An example of the horse is again from Year 4. This term they are doing “We are co-authors”. It works really well with their Rainforest topic because they can have a Wiki as the overall outcome of their whole topic, working as co-authors to make it – I think they’ll probably finish up with a kind of A-Z of rainforests. In this example the Switched on ICT unit leads the whole topic.

Not only is Switched on ICT an inspiring way to enliven topics, but it is also really easy to plan and teach from. I’ve had teachers without much confidence in ICT tell me that all they had to do was open up the book, read through the sequence of lessons and begin teaching – which is much preferable to shutting the book and finding excuses for not teaching it – something that I’ve known happen to some other bought-in schemes.

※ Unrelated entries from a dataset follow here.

PR #2776, opened 2024-11-20
[UT] Fix `test_scan_layouts`

whitneywhtsang:


pbchekin (approved):

victor-eds (commented):
I may be missing some context (can you add PR description, please?), but I see our test is indeed failing and we are playing tricks to get it to pass. Would https://github.com/llvm/llvm-project/issues/88222#issuecomment-2046598699 fix the test without needing to change it?

whitneywhtsang:
> I may be missing some context (can you add PR description, please?), but I see our test is indeed failing and we are playing tricks to get it to pass. 

Added PR description. 

> Would [llvm/llvm-project#88222 (comment)](https://github.com/llvm/llvm-project/issues/88222#issuecomment-2046598699) fix the test without needing to change it?

That is a different issue, we currently need to use cpu result as reference, or else we are comparing with the imprecise result.

python/test/unit/language/test_core.py
```diff
@@ -1102,7 +1102,11 @@ def kernel(X, Y, OUT, OUT_REF, BLOCK: tl.constexpr):
 
     if is_xpu():
         # use cpu result as reference, see https://github.com/llvm/llvm-project/issues/88222
-        out_ref = torch.div(x.cpu().to(torch.float64), y.cpu().to(torch.float64)).to(torch.float32).to(device=device)
+        if (expr_prec.count('sqrt') > 0):
+            out_ref = torch.sqrt(x.cpu().to(torch.float64)).to(torch.float32).to(device=device)
+        elif (expr_prec.count('div') > 0):
+            out_ref = torch.div(x.cpu().to(torch.float64),
+                                y.cpu().to(torch.float64)).to(torch.float32).to(device=device)
```
victor-eds, line 1109: I see. Would it make sense to create a separate test for XPU to avoid computing `out_ref` in the first place in the device?

whitneywhtsang: We need a way to compare our Triton result `out`, to ensure it is correct and precise. 
The way we are doing now, is to compare with cpu result.

victor-eds (approved):
LGTM keeping as is after offline conversation

PR #2778, opened 2024-11-20
Update PyTorch Pin 11/19/2024

alexbaden:
The elapsed time support still has not been added back to PyTorch after being reverted in https://github.com/pytorch/pytorch/pull/140872, so I've brought the patch back. But, I did not see an internal failure on our end, so maybe we can just wait for them to re-land upstream. Let's see how CI behaves w/ this PR.


alexbaden:
Inductor tests: https://github.com/intel/intel-xpu-backend-for-triton/actions/runs/11941255836
E2E Accuracy: https://github.com/intel/intel-xpu-backend-for-triton/actions/runs/11941251198

PR #2787, opened 2024-11-21
Fixed exception on windows when contention happens in file cache

### LINKED ISSUE #2777: [WIN] Parallel tests execution fails because of locked files
### Describe the bug

Trying to execute multiple unit tests in parallel with xdist `-n X` on Windows leads to failures. It happens most likely because one worker compiles and starts executing a kernel using a launcher DLL (with `pyd` extension on windows) from ~/.triton/cache folder while another worker tries to compile the same kernel and write the a launcher DLL into the same folder. On Windows a DLL that is loaded into a process is locked and cannot be modified, so 2nd worker that tries to write a .pyd file gets an IO error and fails. This doesn't happen on Linux because Linux doesn't lock files that are open by running processes.

Any ideas on how to reliably solve this are welcome.

### Environment details

Triton on any GPU running on Windows.

gshimansky:
Catch exception that happens in file cache on Windows when two or more processes attempt to write the same file that is already open by some other process, and therefore cannot be written because it is locked (that's how files work on Windows).

Fixed #2777 .

# New contributor declaration

  - [ ] I have added tests.
    - `/test` for `lit` tests
    - `/unittest` for C++ tests
  - [x] This PR does not need a test because `all unit tests test this functionality when run with xdist`.

### DIFF
--- a/python/triton/runtime/cache.py
+++ b/python/triton/runtime/cache.py
@@ -131,7 +131,15 @@ class FileCacheManager(CacheManager):
             f.write(data)
         # Replace is guaranteed to be atomic on POSIX systems if it succeeds
         # so filepath cannot see a partial write
-        os.replace(temp_path, filepath)
+        try:
+            os.replace(temp_path, filepath)
+        except PermissionError:
+            # Ignore PermissionError on Windows because it happens when another process already
+            # put a file into the cache and locked it by opening it.
+            if os.name == "nt":
+                os.remove(temp_path)
+            else:
+                raise
         os.removedirs(temp_dir)
         return filepath
 


pbchekin (approved):
Looks good, potentially can be upstreamed.

gshimansky:
While this patch fixes the main source of PermissionError exceptions in FileCacheManager.put function I now see rare occurrences of PermissionError when Triton code tries to read files from the cache. They are possibly unrelated to this particular fix and happened previously too, just much less frequently.
I've converted PR to a draft while I continue to investigate and look for a complete fix of xdist tests on windows.

pbchekin:
Merged as a part of #3075.

PR #2813, opened 2024-11-25
Use `find_package(Threads)` instead of hardcoding

anmyachev:


pbchekin (approved):
Do we need -v here, or you are going to remove before merging?

anmyachev:
> Do we need -v here, or you are going to remove before merging?

I would like to leave them specifically so that there is more information to study the problem immediately.

PR #2816, opened 2024-11-25
Fix headers path for conda run

leshikus:
Subj


pbchekin:
Please take a look to https://github.com/intel/intel-xpu-backend-for-triton/blob/main/.github/workflows/pip-test.yml.
It works without oneAPI and without copying headers and libraries.

leshikus:
The conda run uses a different compiler, and this compiler has different defaults. This simpler variant could replace `no-basekit` testrun. For conda I need either to copy things, change the driver (which supplies -I parameters to the compiler) or use variables like `CPATH`. Can go with any of these variants.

So let’s not go to the ICT suite and make posters. Let’s teach from Switched on ICT instead.

Rising Stars – A company that make me want to get back into the classroom

The amount of my teaching varies. Sometimes I’m in class a lot, sometimes I’m not.

I have a office and a desk. Sometimes I have a classroom and a group of children. The constant is the desk, not the classroom and I often miss the whole teaching a class thing – taking a class of children in September, teaching them a varied and interested curriculum, watching them develop and grow over a year, forging positive bonds with their parents and all that.

However recently the thing that has made me miss teaching more than anything has been Rising Stars, or more specifically, 3 things that Rising Stars sell:

  1. Writing maps – these are the kind of open-ended resource I love. They’re a picture prompts for story writing – full of images that can prompt discussion around vocabulary and story ideas. They’re just the thing for children who are struggling to unleash their imagination or when I’m finding my own imagination is petrifying with tiredness towards the end of each term. You could conceivably base much of a term’s work on one map, depending on how much detail you want to put in to each map.
  2. Challenge Cards – more open ended resources. A picture or a saying on a card to stimulate discussion with guidance and vocabulary on the back to help the teacher. The longer I teach, the more I am convinced that much of education is is giving children more words to describe things with. Some people criticise excessive verbosity, but just because you have a load of words doesn’t mean you need to use them in every situation.
  3. Dockside – Teaching mainly older primary children, I have always struggled with motivating those older children who are behind in their reading. The thing is that many of the books that help them learn to read have concepts and themes that are too infantile to motivate these 9, 10 and 11 year olds. These books are set to the six stages of phonics as decreed by the government as THE WAY THAT CHILDREN LEARN TO READ (which is another debate, for another time). But even better they have the kind of themes that you get in Eastenders – really engaging for older children. We’ve already had great reports coming back from our Year 5 class who are trialling them at the moment.

And guess what. In September I am teaching. 3 days a week. I have a lot of other things to do in the remaining 2 days like being Senco, ICT coordinator, maths leader, performance management responsibilities and all that. But I’m excited about the teaching and it’s partly down to the fact that I’ll finally be able to use these great resources from Rising Stars.